At first I was more into pling so I was kind of doing a lot of 1-3rm's on bb bench around the time then just one day while warming up on bench it went. Though as I said that was over a year ago so you there isn't really any aesthetic difference but I can still feel it and that side it still still weaker when it comes to chest/shoulder stuff.



svansig said:


> Anyone else thinks this looks like less than 10%?



I am usually pretty humble when I guesstimate my bf%. I have been hearing what you are saying a lot...maybe if enough people bother me about it I will start saying 8% lmao. Though I figure for the most part people underestimate their bf% and nothing pisses me off more than people frauding about something so arbitrary.


----------



## malfeasance (Aug 2, 2011)

bobdylan said:


> I was kind of doing a lot of 1-3rm's on bb bench around the time then just one day while warming up on bench it went.


  What did it feel like when it went, and where did it hurt?


----------



## Mooksman (Aug 2, 2011)

bobdylan said:


> "LuLz" have been provided enjoy



Lmao. That was money.


----------



## ANIMALHAUS (Aug 2, 2011)

500mg of test e/d?!?!?!  Thats a ton of test!! haha j/k.  Looking good brother.


----------



## aja44 (Aug 2, 2011)

I think you look great and the cycle was simple for a first cycle.  What are you plans for your next cycle?


----------



## bobdylan (Aug 2, 2011)

Thanks for all the reps and kind comments guys



malfeasance said:


> What did it feel like when it went, and where did it hurt?

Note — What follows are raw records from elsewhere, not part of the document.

PR #191, opened 2020-10-26
Add parameter `survey_definitition` to request additional survey metadata

lyh970817:
This survey-defitition request is documented at https://api.qualtrics.com/api-reference/reference/surveyDefinitions.json/paths/~1survey-definitions~1%7BsurveyId%7D/get.

It seems to contain more information about questions and blocks (e.g. regarding the "loop and merge" option) but also lacks a few things that are in the original "surveys" request. I added a parameter `survey_definition`` but have not added information to the function documentation or provided a default value.

### DIFF
--- a/R/metadata.R
+++ b/R/metadata.R
@@ -52,6 +52,7 @@
 #' }
 #'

One of the more excruciating pains I ever felt. The worst part is that it stayed at that level for several weeks, though now I am finally to the point where it doesn't hurt too much anymore even when lifting.

I literally had trouble driving because it was so pain to reach with my left arm for my seat beat or rotate it around while driving.

I remember the first day I tried shower and couldn't wash half of my body because it hurt too much to reach around with my arm.



Mooksman said:


> Lmao. That was money.



^_^


----------



## Grizzly Adams (Aug 2, 2011)

Great Job! Nice quads, you can see the striations pretty well!


----------



## J.thom (Aug 2, 2011)

lol why are you in the red/ reppppeeedd


----------



## K.Dallas (Aug 2, 2011)

Must of had a good diet, good looks bro


----------



## jmorrison (Aug 2, 2011)

Why is this guy in the red?  Nice work man.


----------



## bobdylan (Aug 2, 2011)

Grizzly Adams said:


> Great Job! Nice quads, you can see the striations pretty well!



Thanks!

I hope when I compete that each of my thighs will be bigger than my waist 



K.Dallas said:


> Must of had a good diet, good looks bro



Haha yeah way to make me feel guilty for pounding double baconators on consecutive nights last week.

Time to get back on the diet wagon

All my dieting is credit to:
-Orville Redenbacher's Low Fat Popcorn
-Kashi brand cereals
-Protein fluff
-Intermittent fasting / lean gains
-Anything written by Layne Norton



jmorrison said:


> Why is this guy in the red?  Nice work man.



I thought someone made an extremely stupid comment in a thread and I jumped on them but really I skimmed it too quickly and ended up being the idiot which got me mod negged : /


----------



## SloppyJ (Aug 2, 2011)

I take back my previous statements. Good work bro. What's your goal weight?


----------



## bobdylan (Aug 2, 2011)

SloppyJ said:


> I take back my previous statements. Good work bro. What's your goal weight?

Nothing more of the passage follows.